“After nearly 30 years of hard work, numerous problems, huge expense, a perfect launch and six months of preparation and calibration, the JWST has now opened its windows to the universe,” said Bahram Mobasher, a professor of observational astronomy at UC Riverside, who is currently attending a team meeting in Paris, France, to discuss plans for the COSMOS-WEB program, including how JWST data can be used.
The COSMOS-WEB program is being led by Jeyhan Kartaltepe of Rochester Institute of Technology and Caitlin Casey of the University of Texas at Austin. It is an extension of the COSMOS program, one of the largest single programs awarded time on the Hubble Space Telescope. Mobasher is one of the founders of the COSMOS program. The COSMOS-WEB program, which will be executed in December 2022, has the largest allocation of JWST observing time so far. Besides Mobasher, his students and postdoctoral researchers are involved in the program.
Goals of the COSMOS-WEB program include the study of the properties of galaxies as a function of their environment, detecting the filamentary structure of galaxy distribution, searching for the most distant galaxies in the epoch of re-ionization, and studying the morphology of galaxies and the origin of the morphologies.

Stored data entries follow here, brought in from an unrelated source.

PR #223, opened 2019-06-14
Support addrspacecast on SPIR-V built-in variables

asavonic:
Before this patch, SPIR-V Translator assumed that a builtin global
variable can only be used by a load instruction (since all globals are
pointers). This patch adds support for addrspacecast instruction that
is followed by a load instruction.


asavonic:
@svenvh, can you merge the patch?

PR #226, opened 2019-06-17
Fix mangling for work_group_barrier and sub_group_barrier functions

aratajew:


lib/SPIRV/OCLUtil.cpp
```diff
@@ -453,10 +453,11 @@ class OCLBuiltinFuncMangleInfo : public SPIRV::BuiltinFuncMangleInfo {
         setArgAttr(0, SPIR::ATTR_CONST);
         addVoidPtrArg(0);
       }
-    } else if (UnmangledName.find("barrier") == 0 ||
-               UnmangledName.find("work_group_barrier") == 0 ||
-               UnmangledName.find("sub_group_barrier") == 0) {
+    } else if (UnmangledName.find("barrier") != std::string::npos) {
       addUnsignedArg(0);
+      if (UnmangledName.find("work_group_barrier") != std::string::npos ||
```
svenvh: Would it be safer to check for `== 0` here, to avoid triggering on user defined names like `my_custom_work_group_barrier`?  Or should we perhaps even check for an exact name match?

aratajew: Nice catch. We definitely can check for an exact name match here.

PR #227, opened 2019-06-19
Fix atomic functions pointers SPIRV -> LLVM

aratajew:
OpenCL 1.2 allows to specify local and global address spaces for pointer
arguments in atomic function. OpenCL 2.0 uses generic address space for
all of them.

### DIFF
--- a/lib/SPIRV/SPIRVToOCL20.cpp
+++ b/lib/SPIRV/SPIRVToOCL20.cpp
@@ -382,14 +382,28 @@ void SPIRVToOCL20::visitCallSPIRVAtomicBuiltin(CallInst *CI, Op OC) {
                                     .getFirstInsertionPt()));
           PExpected->setAlignment(CI->getType()->getScalarSizeInBits() / 8);
           new StoreInst(Args[1], PExpected, PInsertBefore);
-          unsigned AddrSpc = SPIRAS_Generic;
-          Type *PtrTyAS =
-              PExpected->getType()->getElementType()->getPointerTo(AddrSpc);
-          Args[1] = CastInst::CreatePointerBitCastOrAddrSpaceCast(
-              PExpected, PtrTyAS, PExpected->getName() + ".as", PInsertBefore);
+          Args[1] = PExpected;
           std::swap(Args[3], Args[4]);
           std::swap(Args[2], Args[3]);
           RetTy = Type::getInt1Ty(*Ctx);
+        }
+        // Fix atomic functions pointers:
+        // OpenCL 1.2 allows to specify local and global address spaces for
+        // pointer arguments in atomic functions. OpenCL 2.0 uses generic
+        // address space for all of them.
+        for (size_t I = 0; I < Args.size(); ++I) {
+          Value *PtrArg = Args[I];
+          if (PtrArg->getType()->isPointerTy()) {
+            // If atomic function is translated from OpenCL 2.0 version, then
+            // address space is already correct
+            if (PtrArg->getType()->getPointerAddressSpace() != 4) {
+              Type *FixedPtr =
+                  PtrArg->getType()->getPointerElementType()->getPointerTo(
+                      SPIRAS_Generic);
+              Args[I] = CastInst::CreatePointerBitCastOrAddrSpaceCast(
+                  PtrArg, FixedPtr, PtrArg->getName() + ".as", PInsertBefore);
+            }
+          }
         }
         return Name;
       },
--- a/test/transcoding/AtomicCompareExchange_cl12.ll
+++ b/test/transcoding/AtomicCompareExchange_cl12.ll
@@ -15,8 +15,9 @@ target triple = "spir-unknown-unknown"
 ; CHECK-LABEL:   entry
 ; CHECK:         [[PTR:%expected[0-9]*]] = alloca i32, align 4
 ; CHECK:         store i32 {{.*}}, i32* [[PTR]]
+; CHECK:         %object.as = addrspacecast i32 addrspace(1)* %object to i32 addrspace(4)*
 ; CHECK:         [[PTR]].as = addrspacecast i32* [[PTR]] to i32 addrspace(4)*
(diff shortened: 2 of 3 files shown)


AnastasiaStulova:
Does this mean that if someone compiles OpenCL C v1.2 source they will end up with generic AS in SPIR-V? That shouldn't happen because OpenCL v1.2 devices won't be able to import such SPIR-
V file.

aratajew:
No, it doesn't. SPIRVToOCL20 pass is used while translating from SPIRV to LLVM, so we are considering llvm output here.
I'll describe current implementation to explain the motivation:
Let's image we translate kernel from llvm -> spirv -> back to llvm.
First llvm contains 1.2 version of builtin (but kernel is in v2.0 in general) - 
int atomic_xchg ( volatile __global int *p, int val)
Then spirv module contains:
OpAtomicExchange
Then we translate back to llvm and we get:
C atomic_exchange ( volatile **__global** A  *object, int  desired)  <-- wrong AS

The builtin above is in version 2.0, because source kernel was in version 2.0 in general, but its pointer argument has __global address space which is inconsistent with specification, it should be generic (https://www.khronos.org/registry/OpenCL/sdk/2.0/docs/man/xhtml/atomic_exchange.html).

You probably will ask why we produce v2.0 builtin, since opencl c input kernel was using v1.2 builtin. That's because the whole kernel was specified as a kernel in v2.0. If it would be 1.2 version in general, then OCL20To12 pass should resolve the builtin back to v1.2.

svenvh:
> ...
> You probably will ask why we produce v2.0 builtin, since opencl c input kernel was using v1.2 builtin. That's because the whole kernel was specified as a kernel in v2.0. If it would be 1.2 version in general, then OCL20To12 pass should resolve the builtin back to v1.2.

Not sure if I follow this.  Assuming we have a kernel compiled with clang `-cl-std=CL1.2`: how/where would the OCL20To12 pass resolve the builtins back to their v1.2 version?

aratajew:
It won't currently, because there is no support for that in OCL20To12 pass, but it should work like that. If I understand SPIRVReader correctly (https://github.com/KhronosGroup/SPIRV-LLVM-Translator/blob/master/lib/SPIRV/SPIRVReader.cpp#L3038), we run SPIRVToOCL20 pass disregarding the version of OCL kernel, because there is no check there. Then we run OCL20To12 pass which checks the version of OCL (https://github.com/KhronosGroup/SPIRV-LLVM-Translator/blob/master/lib/SPIRV/OCL20To12.cpp#L81) and if it's older than 2.0, we translate some builtins back.

My change affects both OCL kernels versions:

- -cl-std=CL2.0: still produces 2.0 version of builtin, but with fixed address space - consistent with OpenCL C spec

- -cl-std=CL1.2: still produces 2.0 version of builtin (but fixed), because there is no back-translation implementation in OCL20To12 - I think we should open seperate issue tracking for that.

Please correct my if my understanding is wrong.

svenvh:
> -cl-std=CL1.2: still produces 2.0 version of builtin (but fixed), because there is no back-translation implementation in OCL20To12 - I think we should open seperate issue tracking for that.

Maybe we should address that before merging this PR?  We must avoid introducing generic address spaces in CL1.2 tool flows as @AnastasiaStulova pointed out.

There is another problem with the SPIR-V -> OCL20 -> OCL12 approach at the moment: the OCL20To12 pass is relying on `OpSource` to decide what to do, which is wrong according to the SPIR-V spec ("This has no semantic impact and can safely be removed from a module."). So I am a bit reluctant to add more steps to this staged lowering for OpenCL 1.2 until we have a reliable and valid method to select the resulting CL version. Or maybe we cannot and we need to remove the OCL20To12 pass altogether?

aratajew:
I think that we are not even able to implement SPIR-V -> OCL20 -> OCL12 approach for this case correctly, because after translation to OCL20, pointer address space will be generic and then we will not be able to decide what builtin version was used while translating to OCL12.

I think that the best approach here should be:
SPIRV -> OCL
if(pointer address space is __local or __global)
  generate v1.2 builtin
else if (pointer address space is __generic)
  generate v2.0 builtin

This is the most safe approach here, I think. What do you think about that? I could prepare another PR.

svenvh:
> I think that the best approach here should be:
> SPIRV -> OCL
> if(pointer address space is __local or __global)
> generate v1.2 builtin
> else if (pointer address space is __generic)
> generate v2.0 builtin
> 
> This is the most safe approach here, I think. What do you think about that? I could prepare another PR.

That sounds reasonable indeed, worth trying if that solves the issue for you.

AlexeySotkin:
It seems there is an ambiguity in translation of SPIRV instruction to opencl builtins. Does it make sense to control this behavior via an option? So one might choose to which builtin versions (opencl 1.2 or opencl 2.0) they want to translate.

aratajew:
Great idea. What about SPIR-V -> OCL20 -> OCL12 approach. The problem discussed here showed that it's not much reasonable approach. Some data required to obtain correct OCL12 builtin may be lost while translating to OCL20. On the other hand we probably don't have enough functional coverage in OCL12 pass to run it alone, like: SPIR-V -> OCL12.

svenvh:
Agreed, it doesn't sound trivial to recover the specific address spaces again after converting them to generic.  @AlexeySotkin's approach to have an option that selects which builtins to generate feels like the best way forward to me.

In the longer term I think we should get rid of the entire OCL20To12 pass, as I am not convinced there is a reliable way to select between CL1.2 or CL2.0 builtins from the SPIR-V file alone.  Having an option is a first step towards that direction.

aratajew:
I think we can easily merge OCL20To12 pass into SPIRVToOCL20 pass and rename it to SPIRVToOCL. Then some mutations in SPIRVToOCL pass will depend on the option you mentioned. I'll prepare PR with two commits: 
-new option to choose what version of builtins to generate 
-merge OCL20To12 to SPIRVToOCL20
Are you ok with that?

svenvh:
Sounds reasonable to me.

Issue #105, opened 2018-12-29
Enable publishing of WINDOWS built artifacts via github releases?


oscarbg:
now that we have Linux artifacts..
thanks..

AlexeySotkin:
The artifacts are posted from travis.ci, which doesn't support windows.

thewilsonator:
Could you add OSX ones as well?

oscarbg:
sorry for reviving this thread.. :-)
MacOS binaries would be nice to have..  (and not much effort to add?)
also regarding Windows seems there is some Travis.ci support already
https://blog.travis-ci.com/2018-10-11-windows-early-release
https://travis-ci.community/t/c-support-on-windows/282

Mobasher has contributed to the COSMOS program by making photometric catalogs of galaxies that opened fresh directions in research, such as large-scale structure studies for understanding the distribution and clustering of galaxies as well as searches for the most distant galaxies. His group identified filamentary and cluster structures and helped identify the first clusters in the universe. He was also heavily involved in spectroscopic observations of galaxies.
This week, the JWST released the deepest images of the universe seen by humankind. One of these is of the galaxy cluster SMAC 0723, which is 4.6 billion light years away.

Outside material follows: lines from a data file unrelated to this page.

PR #234, opened 2019-06-21
Fix translation of undef initializers of LLVM structures

Fznamznon:
Now if internal global constant has undef initializer SPIRV translator
will drop this initializer. It produces errors in translation back to
LLVM IR because internal global variables must have initializers.
Undef initializer for LLVM structure be can translated to OpConstantComposite
with OpUndef constituents.

### DIFF
--- a/lib/SPIRV/SPIRVWriter.cpp
+++ b/lib/SPIRV/SPIRVWriter.cpp
@@ -746,7 +746,7 @@ SPIRVValue *LLVMToSPIRV::transValueWithoutDecoration(Value *V,
       // Undef initializer for LLVM structure be can translated to
       // OpConstantComposite with OpUndef constituents.
       auto I = ValueMap.find(Init);
-      if (ValueMap.find(Init) == ValueMap.end()) {
+      if (I == ValueMap.end()) {
         std::vector<SPIRVValue *> Elements;
         for (Type *E : ST->elements())
           Elements.push_back(transValue(UndefValue::get(E), nullptr));
--- a/lib/SPIRV/SPIRVWriter.cpp
+++ b/lib/SPIRV/SPIRVWriter.cpp
@@ -728,6 +728,7 @@ SPIRVValue *LLVMToSPIRV::transValueWithoutDecoration(Value *V,
     llvm::Value *Init = GV->hasInitializer() && !GV->hasCommonLinkage()
                             ? GV->getInitializer()
                             : nullptr;
+    SPIRVValue *BVarInit = nullptr;
     StructType *ST = Init ? dyn_cast<StructType>(Init->getType()) : nullptr;
     if (ST && ST->hasName() && isSPIRVConstantName(ST->getName())) {
       auto BV = transConstant(Init);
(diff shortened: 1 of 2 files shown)


lib/SPIRV/SPIRVWriter.cpp
```diff
@@ -740,10 +741,22 @@ SPIRVValue *LLVMToSPIRV::transValueWithoutDecoration(Value *V,
         Ty = static_cast<PointerType *>(Init->getType());
       }
       Inst->dropAllReferences();
+      BVarInit = transValue(Init, nullptr);
+    } else if (ST && isa<UndefValue>(Init)) {
+      // Undef initializer for LLVM structure be can translated to
+      // OpConstantComposite with OpUndef constituents.
+      auto I = ValueMap.find(Init);
+      if (ValueMap.find(Init) == ValueMap.end()) {
```
```suggestion
      if (I == ValueMap.end()) {
```

Fznamznon: Done, thanks!

AlexeySachkov:
@AlexeySotkin, please not that Travis CI build failed for this PR.
I haven't checked, but probably due to known issues in DebugInfo tests

Also, CHECK_TIDY failed: looks like it tried to handle LIT test file: https://travis-ci.org/KhronosGroup/SPIRV-LLVM-Translator/jobs/549624445. Can we skip `test/` directory during check-tidy step?

svenvh:
> Also, CHECK_TIDY failed: looks like it tried to handle LIT test file: https://travis-ci.org/KhronosGroup/SPIRV-LLVM-Translator/jobs/549624445. Can we skip test/ directory during check-tidy step?

If the test had the correct `.ll` extension (instead of `.cpp`) then there wouldn't be a check-tidy/format problem I suppose?

AlexeySachkov:
> If the test had the correct .ll extension (instead of .cpp) then there wouldn't be a check-tidy/format problem I suppose?

Ouch, it has `.cpp` extension. I've missed that fact.
This, actually, means that test is not launched at all, according to [this line of code](https://github.com/KhronosGroup/SPIRV-LLVM-Translator/blob/master/test/lit.cfg.py#L19) LIT looks only for `.cl`, `.ll` and `.spt` files.

@Fznamznon, could you please re-commit your test with the correct extension?

Fznamznon:
> > If the test had the correct .ll extension (instead of .cpp) then there wouldn't be a check-tidy/format problem I suppose?
> 
> Ouch, it has `.cpp` extension. I've missed that fact.
> This, actually, means that test is not launched at all, according to [this line of code](https://github.com/KhronosGroup/SPIRV-LLVM-Translator/blob/master/test/lit.cfg.py#L19) LIT looks only for `.cl`, `.ll` and `.spt` files.
> 
> @Fznamznon, could you please re-commit your test with the correct extension?

Oh, of course, sorry for that.

AlexeySotkin:
The SPIRV module produced in the test doesn't pass validation. This is weird diagnostics from spirv-val, but on the other hand this is kind of a corner case. The module doesn't contain kernels or anything visible from the outside. What is the real life purpose of such module?
@Fznamznon Please add a global variable with export linkage type or a kernel to the test, so the translator will add the linkage capability.

PR #3564, opened 2026-02-05
[NFC] Add testing for cross-compilation with SPIR-V backend

MrSidims:
No extensions/ nor DebugInfo/ tests are touched.
For tests that are failing appropriate TODO and FIXME are added. Variants of errors:
1. llc crash run on the test (5 tests), can be found by grep LLC_FAIL;
2. llvm-spirv -r crash when reverse translating llc-generated SPIR-V (5 tests),
can be found by grep LLVM_SPIRV_R_FAIL;
3. FileCheck missmatches that are not yet investigated as a part of this patch (a number of tests),can be found by grep FILECHECK_FAIL.

Note, few IR samples in llvm-spirv LITs are producing empty SPIR-V modules when compiled with SPIR-V backend due to DCE. This has to be fixed.


test/transcoding/fadd.ll
```diff
@@ -4,9 +4,9 @@
 ; RUN: llvm-spirv %t.bc -o %t.spv
 ; RUN: llvm-spirv %t.bc --spirv-ext=+SPV_KHR_float_controls2 -o %t.fc2.spv
 ; RUN: spirv-val %t.spv
-; RUN: spirv-val %t.fc2.spv
```
YuriPlyakhin, line 7: this test doesn't use llc, right? So why it was modified? I guess what I don't understand is when exactly SPIR-V backend is involved in this test scenario.
Similar question is to all other cases like that.

MrSidims: Wrong conflict resolution. Fixing

maarquitos14 (approved):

“Because of their huge mass and hence gravity, these clusters will curve space-time in their vicinity and deflect light coming from objects behind them,” Mobasher said. “This causes magnification of light from objects behind the cluster — an effect called “gravitational lensing” — by focusing the light in a single point, resulting in an augmentation of fluxes and the detection of very faint objects that were otherwise impossible to see.”
Mobasher explained that this ultra-ultra-deep field contains some of the most distant galaxies whose light has travelled for ~13.6 billion years to reach us, starting its journey when the universe was only 200 million years old.

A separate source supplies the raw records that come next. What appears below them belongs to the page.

PR #3571, opened 2026-02-10
Add spirv-use-user-semantic-for-linkage option

MrSidims:
when enabled, LLVM linkage types that have no SPIR-V counterparts are translated as UserSemantic "linkage:%type%" decoration, where %type% can be weak, weak_odr etc.

Ideal solution is to have new extension(s) for this, but we don't have them. Using UserSemantic is not correct, but it doesn't worsen the current situation, which is:
if in 2 modules there is a weak function, and these modules are linked together after llvm-spirv roundtrip, then llvm-link errors out because functions from both modules become extern.

So with this patch, if linkage type is preserved via UserSemantic we won't see this error, and if UserSemantic is ignored (which SPIR-V consumer has right to do) - the linkage error remains.

### DIFF
--- a/lib/SPIRV/SPIRVWriter.cpp
+++ b/lib/SPIRV/SPIRVWriter.cpp
@@ -7269,8 +7269,8 @@ void LLVMToSPIRVBase::transLinkageAsUserSemantic(SPIRVEntry *BE,
     return;
   // Emit a UserSemantic decoration to preserve LLVM linkage types that have
   // no native SPIR-V representation. The string format is "linkage:<type>".
-  // Linkage types that map natively (External/Internal/Private/LinkOnceODR)
-  // are not emitted.
+  // Linkage types that map natively (Export/Import/LinkOnceODR) are not
+  // emitted.
   const char *LinkageName = nullptr;
   switch (GV->getLinkage()) {
   case GlobalValue::WeakAnyLinkage:
@@ -7281,9 +7281,6 @@ void LLVMToSPIRVBase::transLinkageAsUserSemantic(SPIRVEntry *BE,
     break;
   case GlobalValue::LinkOnceAnyLinkage:
     LinkageName = "linkonce";
-    break;
-  case GlobalValue::AvailableExternallyLinkage:
-    LinkageName = "available_externally";
     break;
   case GlobalValue::CommonLinkage:
     LinkageName = "common";


lib/SPIRV/SPIRVReader.cpp
```diff
@@ -1793,6 +1811,17 @@ Value *SPIRVToLLVM::transValueWithoutDecoration(SPIRVValue *BV, Function *F,
                              : GlobalValue::UnnamedAddr::None);
     LVar->setInitializer(Initializer);
 
+    // Override linkage from UserSemantic decoration if the flag is enabled.
+    if (BM->shouldConsumeLinkageUserSemantic()) {
+      for (const auto &UsSem :
```
maarquitos14, line 1817:
```suggestion
      for (const auto &UserSemantic :
```

Just a nit, but `UsSem` is not very descriptive. Feel free to ignore.

lib/SPIRV/SPIRVReader.cpp
```diff
@@ -4358,6 +4387,14 @@ void SPIRVToLLVM::transIntelFPGADecorations(SPIRVValue *BV, Value *V) {
     std::vector<SmallString<256>> AnnotStrVec;
     generateIntelFPGAAnnotation(BV, AnnotStrVec);
 
+    // Filter out "linkage:..." annotations that were consumed for linkage
+    // override, so they don't become spurious global annotations.
+    if (BM->shouldConsumeLinkageUserSemantic()) {
```
maarquitos14: Could they be erased just after being consumed so we don't need to search them again?

test/weak-linkage-user-semantic.ll
```diff
@@ -0,0 +1,71 @@
+; Test that LLVM linkage types not natively supported in SPIR-V are preserved
+; through UserSemantic decorations when the experimental flags are enabled.
+
+; RUN: llvm-spirv --spirv-emit-linkage-user-semantic %s -o %t.spv
+; RUN: spirv-val %t.spv
+; RUN: llvm-spirv %t.spv -to-text -o %t.spt
+; RUN: FileCheck < %t.spt %s --check-prefix=CHECK-SPIRV
+
+; RUN: llvm-spirv %s -o %t.noflg.spv
```
maarquitos14, line 9: No need for `spirv-val` here because, from `spirv-val` POV, it's just the same thing, right?

lib/SPIRV/SPIRVReader.cpp
```diff
@@ -97,6 +98,23 @@ using namespace llvm;
 using namespace SPIRV;
 using namespace OCLUtil;
 
+// Parse a "linkage:<type>" UserSemantic string into an LLVM linkage type.
+static std::optional<GlobalValue::LinkageTypes>
+parseLinkageUserSemantic(StringRef UsSem) {
```
YuriPlyakhin, line 103: nit
```suggestion
parseLinkageUserSemantic(StringRef UserSemantic) {
```

tools/llvm-spirv/llvm-spirv.cpp
```diff
@@ -169,6 +169,18 @@ static cl::opt<bool> SPIRVEmitFunctionPtrAddrSpace(
...
+    cl::desc("Emit UserSemantic decoration with \"linkage:<type>\" string on "
+             "functions and globals whose linkage has no native SPIR-V "
+             "representation."));
+
+static cl::opt<bool> SPIRVConsumeLinkageUserSemantic(
+    "spirv-consume-linkage-user-semantic", cl::init(false),
+    cl::desc("Interpret UserSemantic decoration with \"linkage:<type>\" "
+             "string as the corresponding LLVM linkage on functions and "
+             "globals."));
+
```
YuriPlyakhin: Can we use the same option for forward and reverse translation to avoid errors, when forward-specific option is used for reverse case and vice versa?
```suggestion
static cl::opt<bool> SPIRVUseUserSemanticForLinkage(
    "spirv-use-user-semantic-for-linkage", cl::init(false),
    cl::desc("Emit/consume UserSemantic decoration with \"linkage:<type>\" string on "
             "functions and globals whose linkage has no native SPIR-V "
             "representation."));
```

test/weak-linkage-user-semantic.ll
```diff
@@ -0,0 +1,71 @@
+; Test that LLVM linkage types not natively supported in SPIR-V are preserved
+; through UserSemantic decorations when the experimental flags are enabled.
```
YuriPlyakhin, line 2: flag description in llvm-spirv.cpp doesn't mention that this flag is experimental. If this flag is indeed experimental, we should be more explicit about it. Also, if it is indeed experimental, what are the next steps/conditions to decide, if to change it/remove or otherwise make it non-experimental? It would be good to have it documented in the comments in the code somewhere, maybe in llvm-spirv.cpp near the flag description.

test/weak-linkage-user-semantic.ll
```diff
@@ -0,0 +1,71 @@
...
+; RUN: FileCheck < %t.noflg.spt %s --check-prefix=CHECK-SPIRV-NOFLG
+
+; RUN: llvm-spirv -r --spirv-consume-linkage-user-semantic %t.spv -o %t.rev.bc
+; RUN: llvm-dis %t.rev.bc -o %t.rev.ll
+; RUN: FileCheck < %t.rev.ll %s --check-prefix=CHECK-LLVM
+
+; RUN: llvm-spirv -r %t.spv -o %t.rev.noflg.bc
+; RUN: llvm-dis %t.rev.noflg.bc -o %t.rev.noflg.ll
+; RUN: FileCheck < %t.rev.noflg.ll %s --check-prefix=CHECK-LLVM-NOFLG
+
```
YuriPlyakhin, line 21: should we add a test, where we generate spirv without flag, and consume with?

lib/SPIRV/SPIRVReader.cpp
MrSidims: Well, there are other places in code, where the style is set to call `UserSemantic` variable as `UsSem` and not UserSemantic (probably because this code was written by me in the past XD (Oh, actually, no only by me, I see:
`9c78e6e04 (Alexey Sachkov        2022-11-23 11:52:25 -0500 4469)   for (const auto &UsSem :`)).

I don't have strong opinion and can rename it all over the places, but one think to consider: UserSemantic is decoration aka instance of OpDecorate. UseSem - is a string that this decoration holds.

test/weak-linkage-user-semantic.ll
MrSidims: Good point, I'll remove this confusing comment from the test or adjust llvm-spirv help message.

Some internal knowledge for better context first:
1. Per SPIR-V spec: UserSemantic can not carry semantics;
2. Per SPIR-V spec: UserSemantic can not be applied to a function (yet spir-val is not checking it);
3. Despite 1 and 2, sometime ago, initially in llvm-spirv we decided to allow passing of function attributes and additional info via UserSemantic as a part of prototyping a feature (aka without introducing a specification).

Next steps for productizing translation of weak and other linkage types is to add a new SPIR-V extension, like it was done before with linkonce_odr. The problem is, that I know, that Khronos WG previously had troubles approving C/C++/LLVM linkage types addition to SPIR-V (see gitlab issue 39), and I can't guarantee that there will be support within SPIR-V community for this extension, but I'll give it a chance. But there is a probability, that this "experimental" option would live longer that we would want to.

test/weak-linkage-user-semantic.ll
MrSidims: ~Will add~
added

test/weak-linkage-user-semantic.ll
MrSidims: ~Will add~
added

tools/llvm-spirv/llvm-spirv.cpp
MrSidims: Sure, will change this

lib/SPIRV/SPIRVReader.cpp
MrSidims: https://github.com/KhronosGroup/SPIRV-LLVM-Translator/pull/3571/changes#r2793465820

lib/SPIRV/SPIRVReader.cpp
YuriPlyakhin: both Marcos and I provided this as a nit, so there is no strong opinion from our side either.
Since the rest of the code is using `UsSem`, I guess it is fine to keep it and maybe renaming should be a separate PR.
Both `us` and `use` can be considered as normal words, that's the reason, why I personally don't like shortening the word `user` to `us` or `use`.

test/weak-linkage-user-semantic.ll
YuriPlyakhin: ok, that sounds like flag is indeed experimental, so llvm-spirv help message should be adjusted and it might be good to add the context you provided to the source code comment in some form, so it is not lost in PRs.

lib/SPIRV/SPIRVReader.cpp
maarquitos14: Like I said, feel free to ignore.

lib/SPIRV/SPIRVReader.cpp
MrSidims: Applied

lib/SPIRV/SPIRVReader.cpp
MrSidims: Well, I just wanted to object referencing the "existing" code style, and then realized, that it was created with high influence of myself and kind of found it funny and decided to share :)

test/weak-linkage-user-semantic.ll
MrSidims: Added a note about experimental-ness of the option.

lib/SPIRV/SPIRVReader.cpp
```diff
@@ -97,6 +98,23 @@ using namespace llvm;
...
+  if (!UsSem.starts_with("linkage:"))
+    return std::nullopt;
+  StringRef LinkageName = UsSem.drop_front(strlen("linkage:"));
+  return StringSwitch<std::optional<GlobalValue::LinkageTypes>>(LinkageName)
+      .Case("weak", GlobalValue::WeakAnyLinkage)
+      .Case("weak_odr", GlobalValue::WeakODRLinkage)
+      .Case("linkonce", GlobalValue::LinkOnceAnyLinkage)
+      .Case("available_externally", GlobalValue::AvailableExternallyLinkage)
```
MrSidims, line 111: actually, this should be just Import

lib/SPIRV/SPIRVReader.cpp
```diff
@@ -1793,6 +1811,19 @@ Value *SPIRVToLLVM::transValueWithoutDecoration(SPIRVValue *BV, Function *F,
...
+    // Override linkage from UserSemantic decoration if the flag is enabled.
+    // Erase consumed decorations so they don't appear as spurious annotations.
+    if (BM->shouldUseUserSemanticForLinkage()) {
+      for (const auto &UsSem :
+           BVar->getDecorationStringLiteral(DecorationUserSemantic)) {
+        if (auto LT = parseLinkageUserSemantic(UsSem)) {
+          LVar->setLinkage(*LT);
+          break;
+        }
+      }
```
vmaksimo, line 1823:
```suggestion
      StringRef UsSem = getString(BVar->getDecorationLiterals(DecorationUserSemantic));
      if (auto LT = parseLinkageUserSemantic(UsSem))
        LVar->setLinkage(*LT);
```

YuriPlyakhin (approved):

MrSidims:
Converted to draft to avoid incidental merge and back to the whiteboard.

Observations and ideas:
1. Currently if llvm-spirv is built on top of llvm containing https://github.com/llvm/llvm-project/pull/181661 - compilation of OpenCL samples error out saying, that spirv-use-user-semantic-for-linkage is defined twice;
2. I'm considering to move away from NonSemantic decoration to NonSemantic.AuxData instruction set, which is implemented in the translator, though not implemented in the backend.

“These are therefore among the very first galaxies formed in our universe,” he said. “The study of these ‘toddler’ galaxies will reveal how the first seeds of galaxy formation were implanted and galaxies came to be what we see today.”
According to Mobasher, such data from the JWST may well change astronomy textbooks.
“We may have to rewrite them,” he said. “If spending a few hours on the JWST can produce such data, you can imagine what one would get spending more exposure time. The most interesting discoveries in my view are those that we do not expect and cannot think about now.”
Mobasher is among many astronomers who believe the excitement over the JWST images far exceeds the excitement when Hubble made its first observations.
“The sharpness, depth, resolution, and density of galaxies we see are astonishing,” he said. “We can now see a significant number of galaxies that are not detected in Hubble images but are detected by the JWST. This, by itself, is a great discovery.”
Mobasher, who was recently ranked among the top 1000 scientists in the area of physics, has also been awarded JWST time along with John Weaver at the Dawn Institute in Copenhagen, Denmark, on a different program to confirm candidates for the first generation of galaxies formed in the dawn of time, 200 million years after the beginning of the universe.